We documented a requirement for Fes1S for the ubiquitin-dependent degradation of five misfolded model substrates (Rpo41*, DHFRMutC-HA-Ura3, DHFRMutD-HA-Ura3, Ste6* C, and ΔssPrA; this study; Gowda et al., 2013). These misfolded proteins require Hsp70 (SSA class) and ubiquitin E3 ligases San1 and Ubr1 for their degradation. Of interest, another misfolded ubiquitin proteasome system substrate, CPY-GFP, has recently been reported not to depend on Fes1 for its degradation (Abrams et al., 2014). In this study, we document that nuclear and San1-dependent substrates Sed1*-GFP and Rad16*-GFP also do not depend on Fes1. These observations suggest that yet-undetermined characteristics of particular misfolded proteins target them for degradation via different pathways. In light of the fact that Fes1S functions in misfolded protein degradation as an Hsp70 nucleotide exchange factor, the transient and dynamic interactions of a given misfolded protein and Hsp70 could influence its dependence on Fes1. We are investigating what characteristics of a misfolded protein control its Fes1S dependence for degradation.
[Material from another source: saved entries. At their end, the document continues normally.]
PR #102, opened 2020-12-22
Add EURUSD, CHFUSD and GBPUSD as price identifiers

SayWhatDev:


UMIPs/umip-29.md
```diff
@@ -0,0 +1,69 @@
...
+| Created    | December 22, 2020                                        |
+
+## Summary
+The DVM should support price requests for the EUR/USD, GBP/USD and CHF/USD price index.
+
+## Motivation
+The DVM currently does not support the EURUSD, GBPUSD and CHFUSD index.
+
+### Cost: 
+While Forex data are free through open centralized exchange, brokers, and other sources APIs, the most reliable are paid. We propose to use TraderMade's APIs whose pricing is accessible on their website.
```
smb2796, line 16: Tradermade also has a free tier which should be sufficient for voters

UMIPs/umip-29.md
```diff
@@ -0,0 +1,69 @@
...
+
+Identifier name: CHF/USD-1e18
+Base Currency: CHF
+Quote Currency: USD
+
+Source: https://marketdata.tradermade.com
+Result Processing: Median
+Input Processing: None. Human intervention in extreme circumstances where the result differs from broad market consensus.
+Price Steps: 0.0001 (4 decimals in more general trading format)
+Rounding: Closest, 0.0001 up
```
smb2796, line 43: We typically use a slightly convention. Want to start being more explicit with these since there is generally some confusion associated with rounding specifications. My suggestion is:

```suggestion
Rounding: Closest, 0.5 up (> .00005 rounds up, < .00005 rounds down)
```

UMIPs/umip-29.md
```diff
@@ -0,0 +1,69 @@
...
+
+While the price of EURUSD does not vary much across various price feed during the weekday, it may be more challenging to get a unified price feed on the weekend: first, while the underlying market is not closed, most of the broker and banks feeding the APIs price feed are; then, for the one providing a price feed, they often add a very big spread, which makes the price of forex pairs vary significantly by source; a way to mitigate it is to use the last price known. 
+
+A consequence to this is the existence of gaps between the last quote on Friday to the first one on Sunday; while such gaps rarely exceed +/-2%, which should not put in danger the collateralization ratio, an exceptional event happening the weekend may create a bigger gap and could, in theory, endanger the collateral ratio; yet, it is very unlikely to see +/-20% gap on EURUSD, but it is in theory possible. Nevertheless, due to gaps, a larger number of liquidation and disputes may arise on Sunday 9 pm UTC if the collateral ratio was already getting weaker before the week’s end.
```
smb2796, line 69: This is well thought out and explained. One additional point I would make is that contracts using this price identifier should have a reasonably high collateralization requirement. This is to combat the danger where a positionholder could be close to the collateralization ratio when entering the weekend, and then a large price gap causes them to be undercollateralized under a 100% ratio. This would mean that their position was no longer profitable to liquidate.

UMIPs/umip-29.md
```diff
@@ -0,0 +1,69 @@
+## Headers
+| UMIP-29    |                                                          |
+|------------|----------------------------------------------------------|
+| UMIP Title | Add EURUSD, CHFUSD and GBPUSD as price identifiers       |
```
smb2796, line 4: Any interest in also proposing the inverses of these?

UMIPs/umip-29.md
```diff
@@ -0,0 +1,69 @@
...
+
+### Cost: 
+While Forex data are free through open centralized exchange, brokers, and other sources APIs, the most reliable are paid. We propose to use TraderMade's APIs whose pricing is accessible on their website.
+
+### Opportunity: 
+Synthetic tokens that track Forex pairs suche as EURUSD GBPUSD and CHFUSD could be used both for speculationt and hedging, but we see a bigger opportunity for using them as building blocks for helping other DeFi protocols and dApp addressing the european market.
+
+## Technical Specification
+The definition of this identifier should be:
+Identifier name: EUR/USD-1e18
```
smb2796, line 23: This is to indicate that the price identifier is returned as 18 decimals? I would suggest just naming these the same as you have in the `Motivation` section (EURUSD etc)

UMIPs/umip-29.md
```diff
@@ -0,0 +1,69 @@
...
+Quote Currency: USD
+
+AND
+
+Identifier name: CHF/USD-1e18
+Base Currency: CHF
+Quote Currency: USD
+
+Source: https://marketdata.tradermade.com
+Result Processing: Median
```
smb2796, line 40: Median does not apply as these prices are determined from the results of 1 data source

UMIPs/umip-29.md
```diff
@@ -0,0 +1,69 @@
...
+
+## Rationale
+Apart from the weekend, there is little to no difference in prices on liquid major Forex pairs like EURUSD, so any price feed could be used; however, for convenience, we recommend using the one of TraderMade.
+
+## Implementation
+The value of this identifier for a given timestamp should be determined by querying for the price of EURUSD, GBPUSD and CHFUSD from TraderMade.com for that timestamp. More specifically, users can query “https://marketdata.tradermade.com/api/v1/minute_historical?currency=EURUSD&date_time=2020-11-11-13:01&api_key=apikey” and use the close price as reference. 
+
+Tradermade’s price feed is an aggregated feed from multiple Tier One and Two Banks, Market-Makers and Data Providers. They are popular with Quantitative Traders, Fintech companies and Institutional customers who require a high quality and trusted feed.
+
+Yet, theur REST API does not work when the Forex market is closed, eem to work on Sunday even though the market opens at 10 pm london time (I asked them). The API just returns the friday OHLC
```
smb2796, line 56: Can you clarify this sentence. What time do the forex markets close/open etc

UMIPs/umip-29.md
```diff
@@ -0,0 +1,69 @@
...
+
```
smb2796, line 57: I think some clarification on what tokenholders should do when a price request occurs on a weekend would be good. What I'm hearing is that they should use the Friday ohlc, but would be good to make this more explicit.

UMIPs/umip-29.md
```diff
@@ -0,0 +1,69 @@
...
+As most of the price feed does not provide a price for CHFUSD but USDCHF, the value of this identifier will undergo one additional step: CHFUSD = 1/USDCDF.  Token holders should take care to confirm that the order of the quote and base currency they refer to matches the one being requested by the DVM in the event of a price request.
+Ultimately, how one queries the exchanges should be varied and determined by the voter to ensure that there is no central point of failure.
```
smb2796, line 59:
```suggestion
TraderMade is provided as an accessible source to query for this data, but ultimately how one queries for these rates should be varied and determined by the voter to ensure that there is no central point of failure.
```

UMIPs/umip-29.md
```diff
@@ -0,0 +1,69 @@
...
+While it's important for tokenholders to have redundancy in their sources, bots and users that interact with the system in realtime need fast sources of price information. In these cases, it can be assumed that the exchange median is accurate enough
+
+Liquidation and dispute bots should have their own subscription to price feeds. Our price-feed provider’s API documentation can be found [here](https://marketdata.tradermade.com/documentation).
+
+## Security considerations
```
smb2796, line 64: There are also some security considerations around using a singular data source. Are there alternatives that voters could turn to in the case of a TraderMade outage?

smb2796 (commented):
Left some comments, but overall looks great!

UMIPs/umip-29.md
SayWhatDev: Usually voters can turn to basically any price feed out there, since the differences in price feeds between brokers for Forex pairs are almost insignificant.

UMIPs/umip-29.md
SayWhatDev: What would be the point of inverses in our case? @smb2796

UMIPs/umip-29.md
SayWhatDev: What is meant here by 0.5 @smb2796. Since a fraction on the Forex market is 0.0001 (depending on the currency pair), so if we are rounding at 0.5 it would cause an increase or decrease of 50%.

SayWhatDev:
Added some changes based on the inputs above in my last commit. @smb2796

UMIPs/umip-29.md
smb2796: It means that a five in the decimal place before your chosen amount of decimal places would round up. Or (> .00005 rounds up, < .00005 rounds down)

UMIPs/umip-29.md
nicholaspai: @smb2796 As mentioned in other UMIPs I don't see the point of adding inverse identifiers and unnecessarily adding to smart contract storage.

UMIPs/umip-29.md
```diff
@@ -0,0 +1,77 @@
...
+Quote Currency: USD
+
+AND
+
+Identifier name: CHFUSD
+Base Currency: CHF
+Quote Currency: USD
+
+Source: https://marketdata.tradermade.com
+Result Processing: Mediam (if more than 1 source is utillized), otherwise Exact Price
```
nicholaspai, line 40:
```suggestion
Result Processing: Median (if more than 1 source is utilized), otherwise Exact Price
```

UMIPs/umip-29.md
```diff
@@ -0,0 +1,77 @@
...
+Input Processing: None. Human intervention in extreme circumstances where the result differs from broad market consensus.
+Price Steps: 0.0001 (4 decimals in more general trading format)
+Rounding: Closest, 0.0001 up
+Decimal: 18 (1e18)
+Pricing Interval: 60 seconds
+Dispute timestamp rounding: down
+
+## Rationale
+Apart from the weekend, there is little to no difference in prices on liquid major Forex pairs like EURUSD, so any price feed could be used; however, for convenience, we recommend using the one of TraderMade.
```
nicholaspai, line 49: Using one API source creates a problem for UMA voters if the API source goes down temporarily or does not provide faithful data for a given price request time stamp. I think we should propose at least 2, ideally 3+, data providers. 

It's not about the variance in Fx prices across data providers but about mitigating the chance that a corrupt or incompetent API provider can make resolution more challenging for UMA voters.

UMIPs/umip-29.md
```diff
@@ -0,0 +1,77 @@
...
+
+Tradermade’s price feed is an aggregated feed from multiple Tier One and Two Banks, Market-Makers and Data Providers. They are popular with Quantitative Traders, Fintech companies and Institutional customers who require a high quality and trusted feed.
+
+Over the weekend the REST API does not return any price, but we can request the price of a certain moment before the market close (as ex: the closing price of Friday).
+
+Due to unavailability of price feed for any financial asset over the weekend, tokenholders and users will be using the latest known price, before the market close on Friday, which esentially is the closing price of the asset from Friday. Same goes in a case of a liquidation process - the liquidator should use the last price from Friday in order to match with the price on which a synthetic asset was created, if it was created over the weekend. If not the closing price on Friday for a certain asset should be a navigating point in calculating the collateralization ratio of a position and in the liquidation process.
```
nicholaspai, line 58: So just to be clear, we're establishing a convention that if a request timestamp takes place on a weekend (or any day that the Fx market is closed), then we should use the last traded tick as the price? 

I think this is reasonable, but we should make this more clear in the UMIP itself. Perhaps in the "technical specification" section.

UMIPs/umip-29.md
```diff
@@ -0,0 +1,77 @@
...
+
+Forex markets are usually open throughout bussiness days from 10:00 PM UTC time on Sunday, until 9:00 PM UTC time on Friday. However it is good to note that some brokers might close their price feeds 5-10 minutes prior to the official market closing time, thus the latest price given from the broker will be used as a official price for the asset. We should also note here that during those minutes the price remains flat without any changes, however theoretically it is possible to have a stronger price movement.
```
nicholaspai, line 60:
```suggestion
Forex markets are usually open throughout business days from 10:00 PM UTC time on Sunday, until 9:00 PM UTC time on Friday. However it is good to note that some brokers might close their price feeds 5-10 minutes prior to the official market closing time, thus the latest price given from the broker will be used as a official price for the asset. We should also note here that during those minutes the price remains flat without any changes, however theoretically it is possible to have a stronger price movement.
```

UMIPs/umip-29.md
```diff
@@ -0,0 +1,77 @@
...
+
+As most of the price feed does not provide a price for CHFUSD but USDCHF, the value of this identifier will undergo one additional step: CHFUSD = 1/USDCDF.  Token holders should take care to confirm that the order of the quote and base currency they refer to matches the one being requested by the DVM in the event of a price request.
```
nicholaspai, line 62: Why don't we just add a USDCHF identifier instead of a CHFUSD to reduce steps for voters?

UMIPs/umip-29.md
nicholaspai: We should still probably officially list more than one data providers in this UMIP so that UMa voters don't unintentionally resolve to a corrupted data providers price.

UMIPs/umip-29.md
```diff
@@ -0,0 +1,77 @@
...
+
+In the past the CHF was pegged to the EUR, but in 2015 this pegged was removed by the Swiss Central Bank in a surprise move, which caused a huge volatile movement on the CHF price. Such movement could put the CHF below the 100% collateralization ratio, although it is highly unlikely to happen. This risk could appear again one day if the peg is reinstated. In the forementioned situation the CHF lost 20% within one day. However with a higher required collateralization ratio such events can be mitigated.
```
nicholaspai, line 77: Good color thanks!

nicholaspai (commented):
Really looking forward to adding these identifiers but I think we should consider adding more price resolution sources, and specific instructions in Technical Specifications about how to handle timestamps that fall on weekends.

UMIPs/umip-29.md
claytonroche: I think in the event of a big event (a 20%+ gap on EURUSD) we might see some human judgement, whereby the APIs fail to update but we see liquidators go ahead and liquidate positions.  I suppose that would cause disputes since the API's feeding dispute bots wouldn't know any different, and in that event the tokenholders would be asked to decide on the "market consensus" price -- And I think in the end, we'd arrive at the correct answer.

My tl;dr here is that it _appears_ as if the very very edge case would still have an appropriate (if somewhat messy) outcome.

UMIPs/umip-29.md
```diff
@@ -0,0 +1,77 @@
...
+
+### Cost: 
+While Forex data are free through open centralized exchange, brokers, and other sources APIs, the most reliable are paid. We propose to use TraderMade's APIs whose pricing is accessible on their website. TraderMade has also a Free Tier which can be used by the voters and would be sufficient to provide the price of a certain asset.
+
+### Opportunity: 
+Synthetic tokens that track Forex pairs suche as EURUSD GBPUSD and CHFUSD could be used both for speculationt and hedging, but we see a bigger opportunity for using them as building blocks for helping other DeFi protocols and dApp addressing the european market.
+
+## Technical Specification
+The definition of this identifier should be:
+Identifier name: EURUSD
```
chrismaree, line 23: This formatting does not conform to the standard. Please make these bullet lists like other UMIPs. See https://github.com/UMAprotocol/UMIPs/blob/master/UMIPs/umip-7.md#technical-specification for an example.

UMIPs/umip-29.md
chrismaree: Additionally, I think that the API used here should match that used in the `CNYUSD` & `USDCNY` UMIPs: https://github.com/UMAprotocol/UMIPs/pull/97/files#r549197519

Ideally, this will enable re-use of the price feeds with two sets of settings without needing custom implementations for each set.

UMIPs/umip-29.md
```diff
@@ -0,0 +1,77 @@
...
+Rounding: Closest, 0.0001 up
+Decimal: 18 (1e18)
+Pricing Interval: 60 seconds
+Dispute timestamp rounding: down
+
+## Rationale
+Apart from the weekend, there is little to no difference in prices on liquid major Forex pairs like EURUSD, so any price feed could be used; however, for convenience, we recommend using the one of TraderMade.
+
+## Implementation
+The value of this identifier for a given timestamp should be determined by querying for the price of EURUSD, GBPUSD and CHFUSD from TraderMade.com for that timestamp. More specifically, users can query “https://marketdata.tradermade.com/api/v1/minute_historical?currency=EURUSD&date_time=2020-11-11-13:01&api_key=apikey” and use the close price as reference.
```
chrismaree, line 52: Is there an option for polling this API that does not require an API key?

UMIPs/umip-29.md
SayWhatDev: @nicholaspai USDCHF price feed is not supported by price feed providers, since the original display of the currency pair is CHFUSD, thus voters will have to make the switch calculation.

nicholaspai: What do you mean by "As most of the price feed does not provide a price for CHFUSD but USDCHF, the value of this identifier will undergo one additional step: CHFUSD = 1/USDCDF" then?

Let's just use the identifier that requires fewer calculation steps for the voters, so if price feed providers only support CHFUSD then let's do that. Am I understanding correctly?

smb2796 (commented):
Looking good. There are still some outstanding small comments, and @nicholaspai brings up a good point about explicitly stating what to do when prices are unavailable due to Weekends/Holidays.

UMIPs/umip-29.md
Pascaltallarida: Hey, no it was to say that the jEUR token will have 18 dec.

UMIPs/umip-29.md
SayWhatDev: It is not possible to match the API provided in https://github.com/UMAprotocol/UMIPs/pull/97/files#r549197519 since the price feed updates for that API are not in real time. Tradermade however and the other providers I've outlined in my latest commit provide real-time price feed data.

UMIPs/umip-29.md
```diff
@@ -53,20 +58,62 @@ The value of this identifier for a given timestamp should be determined by query
...
 
+### Price feed - liquidations and disputes
+
 Liquidation and dispute bots should have their own subscription to price feeds. Our price-feed provider’s API documentation can be found [here](https://marketdata.tradermade.com/documentation).
 
 In the case of a TraderMade outage voters can turn to any other available price feed API or a broker API, as the price feeds for the forementioned financial assets does not differ much between different providers. There might be some slight differences, however they are quite insignificant and would not affect the liquidation or dispute processes. In that case we'll use a median price from the different price feeds provided by the voters.
 
+## Additional price feed providers
+
+### FXMarketAPI
```
smb2796, line 87: Thanks for adding this. Great alternative for voters

UMIPs/umip-29.md
```diff
@@ -53,20 +58,62 @@ The value of this identifier for a given timestamp should be determined by query
...
 
-Forex markets are usually open throughout bussiness days from 10:00 PM UTC time on Sunday, until 9:00 PM UTC time on Friday. However it is good to note that some brokers might close their price feeds 5-10 minutes prior to the official market closing time, thus the latest price given from the broker will be used as a official price for the asset. We should also note here that during those minutes the price remains flat without any changes, however theoretically it is possible to have a stronger price movement.
+If a request timestamp takes place on a weekend or any other day the Forex market is closed, voters should use the latest tick as the price. For the weekend that would be the closing price of the asset on Friday.
```
smb2796, line 67: Thank you for this clarification. Seems sufficient to me

UMIPs/umip-29.md
smb2796: Thoughts here?

UMIPs/umip-29.md
smb2796: I think Chris's comment was centered around that FX UMIPs should use the same price sources, not that you had to match to the other UMIP.

SayWhatDev:
Since we'll need 18 decimals for all identifiers and we've noticed that the XAUUSD identifier currently registered has less, I've added to this UMIP an identifier for XAUUSD and also noted that all identifiers should have 18 decimal places due to the way our system implements them

UMIPs/umip-29.md
```diff
@@ -0,0 +1,134 @@
...
+- Decimals: 18
+
+-----------------------------------------
+
+Source: https://marketdata.tradermade.com
+Result Processing: Median (if more than 1 source is utilized), otherwise Exact Price
+Input Processing: None. Human intervention in extreme circumstances where the result differs from broad market consensus.
+Price Steps: 0.0001 (4 decimals in more general trading format)
+Rounding: Closest, 0.0001 up
+Decimal: 18 (1e18)
```
smb2796, line 59: To be clear, you want prices to be rounded to 4 decimal places, but still have prices returned with 18 decimal places?

UMIPs/umip-29.md
```diff
@@ -0,0 +1,134 @@
...
+
+Tradermade’s price feed is an aggregated feed from multiple Tier One and Two Banks, Market-Makers and Data Providers. They are popular with Quantitative Traders, Fintech companies and Institutional customers who require a high quality and trusted feed.
+
+### Weekend timestamp
+
+Over the weekend the REST API does not return any price, but we can request the price of a certain moment before the market close (as ex: the closing price of Friday).
+
+Due to unavailability of price feed for any financial asset over the weekend, tokenholders and users will be using the latest known price, before the market close on Friday, which esentially is the closing price of the asset from Friday. Same goes in a case of a liquidation process - the liquidator should use the last price from Friday in order to match with the price on which a synthetic asset was created, if it was created over the weekend. If not the closing price on Friday for a certain asset should be a navigating point in calculating the collateralization ratio of a position and in the liquidation process.
```
smb2796, line 75: Small nitpick, but more specifically a lack of availability for FX here. 

```suggestion
Due to unavailability of price feed for foreign exchange rates over the weekend, tokenholders and users will be using the latest known price, before the market close on Friday, which essentially is the closing price of the asset from Friday. Same goes in a case of a liquidation process - the liquidator should use the last price from Friday in order to match with the price on which a synthetic asset was created, if it was created over the weekend. If not the closing price on Friday for a certain asset should be a navigating point in calculating the collateralization ratio of a position and in the liquidation process.
```

UMIPs/umip-29.md
```diff
@@ -0,0 +1,134 @@
...
+
+## Security considerations
+Adding this new identifier by itself poses a little security risk to the DVM or priceless financial contract users. However, anyone deploying a new priceless token contract referencing this identifier should take care to parameterize the contract appropriately to avoid the loss of funds for synthetic token holders. Additionally, the contract deployer should ensure that there is a network of liquidators and disputers ready to perform the services necessary to keep the contract solvent.
+
+While the price of EURUSD does not vary much across various price feed during the weekday, it may be more challenging to get a unified price feed on the weekend: first, while the underlying market is not closed, most of the broker and banks feeding the APIs price feed are; then, for the one providing a price feed, they often add a very big spread, which makes the price of forex pairs vary significantly by source; a way to mitigate it is to use the last price known.
```
smb2796, line 130: Small nit but doesn't this apply to all of these rates, not just EURUSD?

UMIPs/umip-29.md
```diff
@@ -0,0 +1,134 @@
...
+Rounding: Closest, 0.0001 up
+Decimal: 18 (1e18)
+Pricing Interval: 60 seconds
+Dispute timestamp rounding: down
+
+## Rationale
+Apart from the weekend, there is little to no difference in prices on liquid major Forex pairs like EURUSD, so any price feed could be used; however, for convenience, we recommend using the one of TraderMade.
+
+## Implementation
+The value of this identifier for a given timestamp should be determined by querying for the price of EURUSD, GBPUSD and CHFUSD from TraderMade.com for that timestamp. More specifically, users can query “https://marketdata.tradermade.com/api/v1/minute_historical?currency=EURUSD&date_time=2020-11-11-13:01&api_key=apikey” and use the close price as reference.
```
smb2796, line 67: Need XAU/USD here as well

UMIPs/umip-29.md
SayWhatDev: Yes, that is correct. The idea is that 18 decimals are set when writing on the blockchain otherwise 4 decimals of rounding are used. As ex. EUR/USD price is 1.23456 which rounds to 1.2345, but on the blockchain it is displayed 12345000000000000000000. @smb2796

UMIPs/umip-29.md
SayWhatDev: Thank you for the pointer :)

SayWhatDev: Found a few more places actually. Pushing a commit :) @smb2796

UMIPs/umip-29.md
SayWhatDev: I have added this info

UMIPs/umip-29.md
SayWhatDev: Got your point and changed it, thanks :)

UMIPs/umip-29.md
SayWhatDev: We want 18 decimals on chain, already added that info in the umip

UMIPs/umip-29.md
SayWhatDev: Fixed

UMIPs/umip-29.md
SayWhatDev: Added additional clarifications

UMIPs/umip-29.md
SayWhatDev: Added with a later commit :)

UMIPs/umip-29.md
SayWhatDev: This suggested change is part of a later commit

UMIPs/umip-29.md
SayWhatDev: @nicholaspai Sorry my previous comment was mistaken. However since in the derivative we use CHF/USD it is better to have CHF/USD as price identifier, however as mentioned in the umip voters will have to get USD/CHF price feed and calculate the reversed price.

UMIPs/umip-29.md
SayWhatDev: Fixed it :)

UMIPs/umip-29.md
```diff
@@ -0,0 +1,134 @@
...
+-----------------------------------------
+
+- Identifier name: **XAU/USD**
+- Base Currency: XAU
+- Quote Currency: USD
+- Decimals: 18
+
+-----------------------------------------
+
+Source: https://marketdata.tradermade.com
```
smb2796, line 54: Formatting here is not showing up correctly

SayWhatDev: @smb2796 Can you give me more details as I am not seeing an issue here locally?

smb2796: Looks like this: 
image

UMIPs/umip-29.md
smb2796: As discussed offline, the existing XAUUSD identifier should suffice

UMIPs/umip-29.md
```diff
@@ -0,0 +1,124 @@
+## Headers
+| UMIP-29    |                                                          |
+|------------|----------------------------------------------------------|
+| UMIP Title | Add EURUSD, CHFUSD and GBPUSD                            |
```
smb2796, line 4: Naming convention looks good!

UMIPs/umip-29.md
```diff
@@ -0,0 +1,124 @@
...
+
+-----------------------------------------
+
+- Identifier name: **CHFUSD**
+- Base Currency: CHF
+- Quote Currency: USD
+
+-----------------------------------------
+
+Source: https://marketdata.tradermade.com <br>
```
smb2796, line 44: Thanks for fixing the formatting

UMIPs/umip-29.md
```diff
@@ -0,0 +1,124 @@
...
+Rounding: Closest, 0.5 up (> .000005 rounds up, < .000005 rounds down) <br>
+Decimal: 18 (1e18) <br>
+Pricing Interval: 60 seconds <br>
+Dispute timestamp rounding: down <br>
+
+## Rationale
+Apart from the weekend, there is little to no difference in prices on liquid major Forex pairs like EURUSD, so any price feed could be used; however, for convenience, we recommend using the one of TraderMade.
+
+## Implementation
+The value of this identifier for a given timestamp should be determined by querying for the price of EURUSD, GBPUSD and CHFUSD from TraderMade.com for that timestamp. More specifically, users can query “https://marketdata.tradermade.com/api/v1/minute_historical?currency=EURUSD&date_time=2020-11-11-13:01&api_key=apikey” and use the close price as reference.
```
smb2796, line 57: This should really be the price request timestamp rounded back to the nearest minute, correct?

UMIPs/umip-29.md
```diff
@@ -0,0 +1,124 @@
...
+- Quote Currency: USD
+
+-----------------------------------------
+
+Source: https://marketdata.tradermade.com <br>
+Result Processing: Median (if more than 1 source is utilized), otherwise Exact Price <br>
+Input Processing: None. Human intervention in extreme circumstances where the result differs from broad market consensus. <br>
+Price Steps: 0.00001 (5 decimals in more general trading format) <br>
+Rounding: Closest, 0.5 up (> .000005 rounds up, < .000005 rounds down) <br>
+Decimal: 18 (1e18) <br>
```
smb2796, line 49: This decimal specification should be removed as decimals within the UMIP specify rounding decimals not scaling decimals and the identifier will be treated as 18 decimals of scaling by default

smb2796, line 49: Let's call this Scaling Decimals to differentiate from the price steps

UMIPs/umip-29.md
SayWhatDev: I believe so yes @smb2796

UMIPs/umip-29.md
SayWhatDev: Fixed and pushed :)

UMIPs/umip-29.md
```diff
@@ -0,0 +1,124 @@
...
+TraderMade is provided as an accessible source to query for this data, but ultimately how one queries for these rates should be varied and determined by the voter to ensure that there is no central point of failure.
+While it's important for tokenholders to have redundancy in their sources, bots and users that interact with the system in realtime need fast sources of price information. In these cases, it can be assumed that the exchange median is accurate enough
+
+### Price feed - liquidations and disputes
+
+Liquidation and dispute bots should have their own subscription to price feeds. Our price-feed provider’s API documentation can be found [here](https://marketdata.tradermade.com/documentation).
+
+In the case of a TraderMade outage voters can turn to any other available price feed API or a broker API, as the price feeds for the forementioned financial assets does not differ much between different providers. There might be some slight differences, however they are quite insignificant and would not affect the liquidation or dispute processes. In that case we'll use a median price from the different price feeds provided by the voters.
```
smb2796, line 83:
```suggestion
In the case of a TraderMade outage voters can turn to any other available price feed API or a broker API, as the price feeds for the forementioned financial assets does not differ much between different providers. There might be some slight differences, however they are quite insignificant and would not affect the liquidation or dispute processes. For this case, we provide options for additional price feed providers that voters could utilize.
```

UMIPs/umip-29.md
```diff
@@ -0,0 +1,124 @@
...
+-----------------------------------------
+
+- Identifier name: **CHFUSD**
+- Base Currency: CHF
+- Quote Currency: USD
+
+-----------------------------------------
+
+Source: https://marketdata.tradermade.com <br>
+Result Processing: Median (if more than 1 source is utilized), otherwise Exact Price <br>
```
smb2796, line 45: I think Median is slightly confusing with two sources. Also, this should really be for the recommended way of querying the price. I think providing the alternative sources as options for voters is more than enough. I would recommend removing median.

```suggestion
Result Processing: Exact Price <br>
```

smb2796 (approved):
Looks good, thank you for addressing all of the comments. Going to approve and merge in. 

Spoke to @Pascaltallarida offline, and going to update the two outstanding comment on his behalf after merging.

Three lines of evidence support the idea that Fes1L has evolved to provide novel functions for the FES1 gene. First, the intron and the amino acid sequences encoded by exon II are conserved within Saccharomycetaceae. Second, Fes1L is an active Hsp70 NEF in vitro and can, when overexpressed in the cytosol, replace Fes1S function. Third, Fes1L is differentially targeted to the nucleus by an NLS. Of importance, even though Fes1L is targeted to the nucleus by its NLS, it is not excluded from the cytosol. Thus it is hindered in executing the functions of Fes1S in the cytosol in part by its nuclear targeting but also in part by its lower expression levels. The smaller volume of the nucleoplasm compared with that of the cytosol might explain how Fes1L reaches sufficiently high levels for activity. However, the exact cell biological role that Fes1L plays as an Hsp70 NEF in the nucleus remains to be determined. To this end, our data show that its removal does not severely impair proteostasis, the heat shock response, and the clearance of misfolded proteins. Based on the well-understood biochemical role of Hsp70 NEFs, however, it is likely that Fes1L functions to release protein substrates bound by Hsp70 in the nucleus. According to this scenario, the hydrophobic patches of the substrate become available for interaction with downstream factors (e.g., chaperones and ubiquitin E3 ligases), and, at the same time, Hsp70 becomes available to engage new substrates.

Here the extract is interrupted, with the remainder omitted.